-- WHAT THE TASK REQUIRES --
Pull out every line of the listing below where "release" appears.

-- INFORMATION SHOWN --
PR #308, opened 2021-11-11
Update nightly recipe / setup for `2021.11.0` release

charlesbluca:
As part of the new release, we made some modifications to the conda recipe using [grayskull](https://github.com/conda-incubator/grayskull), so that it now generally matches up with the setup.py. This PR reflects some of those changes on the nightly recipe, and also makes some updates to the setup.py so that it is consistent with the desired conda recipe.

-- EXERCISE SOLUTION --
Update nightly recipe / setup for `2021.11.0` release
As part of the new release, we made some modifications to the conda recipe using [grayskull](https://github.com/conda-incubator/grayskull), so that it now generally matches up with the setup.py. This PR reflects some of those changes on the nightly recipe, and also makes some updates to the setup.py so that it is consistent with the desired conda recipe.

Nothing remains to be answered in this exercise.